I wouldn’t be surprised if nobody in Brazil ever read Nate Silver‘s fivetheirtyeight.com again.
A lot of readers in the U.S. might abandon it, too.
On July 7, a day before Brazil was demolished by Germany in a game that ended with an almost unbelievable score of 7-1, Silver predicted Brazil would win–even without two of its star players. After an exhausting–and I do mean exhausting–analysis that could engage only the most diehard statisticians, Silver concluded that Brazil had a 65 percent chance of winning against Germany.
It’s hard to imagine how Silver could have been more wrong.
Unlike Silver’s U.S. election predictions, his analysis of the World Cup was more like a professional paper than a news story. Further, it relied heavily on data from elsewhere that Silver was forced to try to explain and justify. He did that at considerable length, but I wasn’t convinced. I just don’t understand enough about, say, ESPN’s Soccer Power Index to know whether or not to believe it, and I’m certainly not going to read the agate text explaining it. I have a life.
Further, Silver did some fancy hand waving to get around another problem: Who would replace the missing players? He couldn’t know, which left him in the position of trying to predict the game’s outcome without knowing who would be playing. We’re getting far away from data journalism when we read things such as, “So let’s assume that The Guardian’s panelists have it right…” That’s not data; that’s opinion. That’s punditry, which Silver has repeatedly assailed. It would be perfectly acceptable in a column by a sportswriter, but it doesn’t belong in a piece that is supposed to be based on data.
By the time Silver gets to his prediction, he has made so many assumptions and leaps and justifications that we don’t know what to believe.
I was disappointed to see this. I’m a believer in data, and I have no doubt that infusing science journalism with data will improve coverage. Like it or not, Silver is the driving force behind data journalism. And when he gets careless or sloppy, the entire field suffers.
“The Brazil-Germany Match Shows That Sports Predictions, Odds And Data Analysis Are Bullshit,” was the indelicate headline on a story by Eric Goldschein at sportsgrid.com.
” There is no accounting for extraneous variables such as tactical errors (on and off the pitch), mental fortitude (or a lack thereof), misplayed reads, and any of the other thousands of things that can a tip a match’s momentum one way or the other. Soccer, which has its fair share of deflections for goals and blown calls, is particularly prone to this,” he wrote.
In a nice little piece in The Guardian, Andrew Steele, a physicist, reflected on his bet on the game–which was based on the assumption that soccer goals follow a Poisson distribution. The distribution did a nice job of describing the competition up until the Brazil-Germany game, he wrote, but “a 7-1 thrashing does something fishy to the Poisson’s predictors.” The problem, he concluded, was “the rarity of extreme events,” a problem that extends, in his view, to the use of mathematical models by investors (where the consequences can be far more substantial than a temporary loss of national pride).

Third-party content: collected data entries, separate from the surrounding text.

PR #1901, opened 2023-02-23
UX enhancement: Make the popover of the tooltip can be closed properly

eason9487:

It's a follow-up PR to solve the UX concern in https://github.com/woocommerce/google-listings-and-ads/pull/1894#issuecomment-1439586973:

> https://user-images.githubusercontent.com/5908855/220559751-dcf20af3-5e24-4e44-b75d-34cedea8915b.mov
> 
> Not sure if this is the targeted behaviour but I expected the tips to disappear. Didn't go deeper on it, but seems for me that when the mouse goes down the tip doesn't disappear correctly.

This PR implements one of the possible workarounds in GLA:

- ~Add a placeholder to `AppTooltip` for making the popover easier to be closed.~
- Forward the `disabled` prop of the actual child to the wrapper `<div>` in order to make `Tooltip` handle the close of tooltip properly.
- Extra tweak: Replace the CSS class prefix "app-" with "gla-" for the `AppTooltip` component as the `app-` might be too general to avoid a collision.

### Screenshots:

https://user-images.githubusercontent.com/17420811/220883326-183c5638-9ea8-436a-9fa8-45f2a1529a37.mp4

💡 Considering the max limit of 20 is not that easy to test, it would be easier by changing the number in the following line to a smaller one:

https://github.com/woocommerce/google-listings-and-ads/blob/3ca5e71b58a863bfab520bd8143493ad3709374e/js/src/components/paid-ads/assetSpecs.js#L147

1. Go to step 2 of the campaign creation page.
2. Add the "Landscape", "Square" and "Portrait" images till reaching the max limit number to make the "Add image" buttons disabled.
3. Hover over a disabled button to view the popup.
4. Move out of the disabled button to see if it's easier to close the popup than before.
5. Repeat steps 3-4 but move the mouse out of the disabled button from different directions.

### Changelog entry

> Tweak - Make the popover of the tooltip can be closed properly.

### DIFF
--- a/js/src/components/app-tooltip/index.js
+++ b/js/src/components/app-tooltip/index.js
@@ -32,7 +32,7 @@ const AppTooltip = ( props ) => {
 			This inline-block div is needed for the tooltip to show up correctly.
 			If we use span, the tooltip will not wrap ToggleControl nicely.
 			*/ }
-			<div className="app-tooltip__children-container">{ children }</div>
+			<div className="gla-tooltip__children-container">{ children }</div>
 		</Tooltip>
 	);
 };
--- a/js/src/components/app-tooltip/index.js
+++ b/js/src/components/app-tooltip/index.js
@@ -1,9 +1,8 @@
 /**
  * External dependencies
  */
-import classnames from 'classnames';
 import { Tooltip } from 'extracted/@wordpress/components';
-import { Children, isValidElement } from '@wordpress/element';
+import { Children } from '@wordpress/element';
 
 /**
  * Internal dependencies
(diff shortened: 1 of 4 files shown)


puntope:
My only concern is that if you pass the mouse fast it also opens the tooltip without closing. See my mouse in video. I think is again something with Tooltip and not with the implementation in PMAX


https://user-images.githubusercontent.com/5908855/220922733-eb582454-15eb-4a35-ab1f-e05700a3a9b8.mov

eason9487:

> My only concern is that if you pass the mouse fast it also opens the tooltip without closing. See my mouse in video. I think is again something with Tooltip and not with the implementation in PMAX

Originally, I had tried to create [the placeholder](https://github.com/woocommerce/google-listings-and-ads/blob/3b4e41cd7e5f1135a09ebdafe0ce7365145fd268/js/src/components/app-tooltip/index.scss#L12) without `:has(.components-tooltip)`. In this way, it should not have this issue, but the placeholder would cover the child before the popup shows up, so I thought it might be a little bit too early and aggressive to cover the child.

After revisiting the source code, I found I misunderstood it. Fortunately, `Tooltip` already has [the same placeholder (event catcher)](https://github.com/WordPress/gutenberg/blob/%40wordpress/components%4019.17.0/packages/components/src/tooltip/style.scss#L30-L39) to handle the close of popover for the disabled child.

So I changed to use the solution that forwards the `disabled` prop to `Tooltip` in https://github.com/woocommerce/google-listings-and-ads/pull/1901/commits/d32d1d72fc1283d67fc540cecdd0907553203b30. It should make popover close properly and also won't have the issue when passing over the button fast.

Could you help with a new round of code reviews?

puntope (approved):
Thanks for the adjustments. It work like a charm now 

✅  Approved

As it happens, Silver agrees with my analysis, more or less. After the game, he wrote, “Time to eat some crow. That prediction stunk.”
The loss of the two star players “may have had a much larger impact that we accounted for,” he writes. ” Another factor? “Some bad luck for Brazil,” he writes.
We shouldn’t abandon data journalism because Silver blew a call. But if we see too many blown calls, data journalism will surely suffer.
Here’s a thought: How about if we dial predictions way, way down, and instead use data journalism to explain the complicated world we live in?
Predicting the future has never been an easy business. But we still have a lot to learn from the past.